Dan memiliki Yesus sebagai Saudara tidak hanya mengajar kita cara berelasi dengan Allah dari posisi kita yang lemah (=di bawah otoritas-Nya). Kita juga diajar bagaimana mengasihi orang lain dalam relasi-relasi yang tidak hierarkis (=sejajar). Ketika Yesus berkata bahwa setiap kali kita melayani “orang-orang yang paling hina,” kita melayani Dia, itu adalah panggilan untuk lebih dari sekadar melayani (Matius 25:40). Di sini Yesus memanggil kita untuk berelasi dengan orang lain secara setara. Yesus, Saudara kita yang berinkarnasi, mengangkat harkat manusia dan meneguhkan bukti penerimaan-Nya atas setiap anak maupun orang berusia lanjut, setiap anak jalanan maupun anak kalangan hartawan, setiap gelandangan yang mengulurkan tangan maupun wanita berpakaian mewah dan bersepatu hak tinggi.
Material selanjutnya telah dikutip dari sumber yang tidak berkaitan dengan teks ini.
Issue #777, opened 2017-06-28
(winscp) migrate from dtgm


majkinetor:
Current package outdated. No open issues at @dtgm

Intention is to:

- embed winscp itself.
- modernize it

majkinetor:
I decided to leave out language stuff as it always require network connection due to large number of localisations. This can eventually be added later as a separate package.

PR #778, opened 2017-06-29
(winscp) GH-#777

majkinetor:
#777

PR @ dtgm: https://github.com/dtgm/chocolatey-packages/pull/309


majkinetor:
For some reason the build fail because link is unreachable from AV (in `au_BeforeUpdate`) although it works locally for me. I logged in on AV and saw that the page returned is different, it might be some regional settings, but didn't have time to investigate fully the solution.

@AdmiringWorm , could you perhaps run the updater at your location to see if the error reaperars ?

AdmiringWorm:
@majkinetor I don't have the time right now to check, but I'll do it as soon as possible

majkinetor:
@AdmiringWorm , nvm I switched downloads to use sourceforge, didn't notice the links before. Now it works. Just add choco user when you have time. Thx.

Issue #782, opened 2017-07-05
(notepadplusplus.install) Error with using software name wildcard pattern in match


michaelray:
(notepadplusplus.install)  When attempting to install the notepadplusplus.install Chocolatey package, I receive an error "ERROR: Bad argument to operator '-match': parsing "Notepad++*" - Nested quantifier +..".  This package was previously installing/updating on the same computer without issue up until relatively recently.

In a relatively recent commit ( 2d0768c80f73defe862f770322a474aaf4fbde52 ), a change was made to use "Notepad++*" (wildcard pattern-based) instead of "notepad\+\+" (regex pattern-based) as this new "softwareName" key on the packageArgs.

My thought is that this softwareName should have stayed as the regex pattern-based string ("notepad\+\+") instead of the wildcard pattern-based ("Notepad++*") because the called function that uses the parameter is Get-AppInstallLocation ... and the description for the first $AppNamePattern argument to that Get-AppInstallLocation function is "Regular expression pattern".  The Install-ChocolateyPackage function doesn't use the "softwareName" argument key as far as I can tell, so it is only used for getting the apps install location after installation has completed.

I'll submit a PR for this momentarily and reference this issue.

* Side note:  A separate issue appears to exist with Get-AppInstallLocation, where functions/operators that use wildcard patterns and regex patterns are being passed the same argument value interchangeably.. and I intend to submit a separate issue for that.  While it is related to this issue, again my thought is that since Get-AppInstallLocation says that the first parameter should be a regex, this should be adjusted to reflect how it is currently designed to function (and use a regex instead of wildcard).

* Package Version used: 7.4.2
* Operating System and version: Windows 7 Pro (Windows v6.1.7601.65536)
* Chocolatey version: v0.10.7
* Install/uninstall gist:
https://gist.github.com/michaelray/fa3ad48d81026988810923226d86e7bf

PR #783, opened 2017-07-05
(notepadplusplus.install) Fix error pattern match

michaelray:
Fix an error where a wildcard pattern is being used instead of a regex
pattern when calling Get-AppInstallLocation.

softwareName should have stayed as the regex pattern-based string ("notepad++") instead of the wildcard pattern-based ("Notepad++*") because the called function that uses the parameter is Get-AppInstallLocation ... and the description for the first $AppNamePattern argument to that Get-AppInstallLocation function is "Regular expression pattern". The Install-ChocolateyPackage function doesn't use the "softwareName" argument key as far as I can tell, so it is only used for getting the apps install location after installation has completed.  (More details in the submitted issue related to this.)

## Types of changes

## Checklist:

- [ ] All files is up to date with the latest [Contributing Guidelines](https://github.com/chocolatey/chocolatey-coreteampackages/blob/master/CONTRIBUTING.md)

Issue submitted for this:
https://github.com/chocolatey/chocolatey-coreteampackages/issues/782

### DIFF
--- a/automatic/notepadplusplus.install/tools/chocolateyInstall.ps1
+++ b/automatic/notepadplusplus.install/tools/chocolateyInstall.ps1
@@ -17,7 +17,7 @@ $packageArgs = @{
   checksumType64 = 'sha256'
   silentArgs     = '/S'
   validExitCodes = @(0)
-  softwareName   = 'Notepad++*'
+  softwareName   = 'Notepad\+\+'
 }
 Install-ChocolateyPackage @packageArgs
 


majkinetor:
This is better to fix upstream in the ` Get-AppInstallLocation` since when it happens this will stop working again.

michaelray:
I disagree because the function that this notepadplusplus.install package is calling (Get-AppInstallLocation) specifies a "Regular expression pattern" for the $AppNamePattern argument, which is the function that this notepadplusplus.install package is calling, except the notepadplusplus.install package is not providing a "regular expression pattern" as the argument and is instead passing a wildcard expression.

A fix upstream in Get-AppInstallLocation would break on the -match operation used if it is changed to take a wildcard pattern and, further, other callers (in other packages) would already be passing regular expression patterns.  The easiest fix that produces the least amount of potential breakage in other packages using it already would likely be to use a separate argument for a wildcard pattern if Get-AppInstallLocation is to be changed to support that.

In the meantime, I believe the packages (like notepadplusplus.install) should be passing arguments to the called functions (like Get-AppInstallLocation) based on what is actually specified by that function being called.

When testing this change on my local machines, I saw success on the machines where I was previously receiving error & the machines that were previously succeeding using notepadplusplus.install continued to succeed with this change.

Using a wildcard pattern results in Get-AppInstallLocation producing an error when it is not able find the install path from the registry first.

Using a regular expression pattern (as this notepadplusplus.install package previously was but was recently changed to use the wildcard pattern) causes no errors with calling Get-AppInstallLocation.. the registry is initially checked and it results in no registry keys returned (because the function it is calling expects a wildcard pattern), but it then checks different locations without error.

PR #794, opened 2017-07-18
(texmaker) Updated to support the new msi installation

### LINKED ISSUE #793: (texmaker) New version only supports 64bit, and uses msi installer
As the title says, the latest version (5.5.0.0) of the texmaker available on their site seem to only support 64bit and not 32bit anymore, not completely sure what would be the best way to support this hence the opening of this issue.
The installer have also been changed to be a msi based installer instead of an exe based one.

AdmiringWorm:
other notable changes:
- Icon have been updated to the new icon used by texmaker

That's about it I guess.

fixes #793


AdmiringWorm:
Seems like the appveyor build failed (did I forgot to update the uninstall script completely perhaps 😕).
Need to look into that.

AdmiringWorm:
@majkinetor any chance you could have a look at this PR?
Now that the appveyor checks are successful.

automatic/texmaker/tools/chocolateyInstall.ps1
```diff
@@ -2,12 +2,16 @@
...
+
 $packageArgs = @{
-  packageName    = 'texmaker'
-  fileType       = 'exe'
+  packageName    = $env:ChocolateyPackageName
+  fileType       = 'msi'
   file           = "$toolsPath\texmakerwin32_install.exe"
   softwareName   = 'Texmaker'
-  silentArgs     = '/S'
+  silentArgs     = "/qn /norestart /l*v `"$($env:TEMP)\$($env:chocolateyPackageName).$($env:chocolateyPackageVersion).MsiInstall.log`""
```
majkinetor: Perhaps better to use `$(Get-PackageCacheLocation)\MsiInstall.log`.

majkinetor:
Actually, noticed few things:

1. Currently core extension is not used at all, so it should be removed from deps if it remains so
2. Last [Remove-Item removes   exe, not an msi](https://github.com/chocolatey/chocolatey-coreteampackages/blob/fc7e378fe2fb55d56be7493fba9613a920ca6c34/automatic/texmaker/tools/chocolateyInstall.ps1#L20)

AdmiringWorm:
yeah, the core extension was meant to be removed, just completely forgot about it.

> Last Remove-Item removes exe, not an msi.

Oops, how did I mess that up.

Umat manusia itu sendiri adalah keluarga yang setara, dan denganberada di antara orang-orang yang paling hina, Yesus menegaskan bahwa itu adalah kebenaran.

Yesus sendiri memiliki beberapa saudara kandung di bumi ini. Dan saya membayangkan apa yang dipikirkan saudara-saudara Yesus itu ketika Dia berkata, “Siapa ibu-Ku dan siapa saudara-saudara-Ku?” ketika mereka mencari-Nya (Markus 3:33). Apakah perkataan itu terasa sangat menyakitkan? Apakah saat itu merupakan titik kritis dalam relasi mereka?

Atau, apakah Yesus sedang menyampaikan hal lain? Bahwa relasi yang penting di awal hidup kita adalah menyiapkan kita untuk menerima lebih banyak orang lain di sepanjang hidup kita. Dengan Yesus sebagai Saudara kita, kita semuanya benar-benar adalah sebuah keluarga.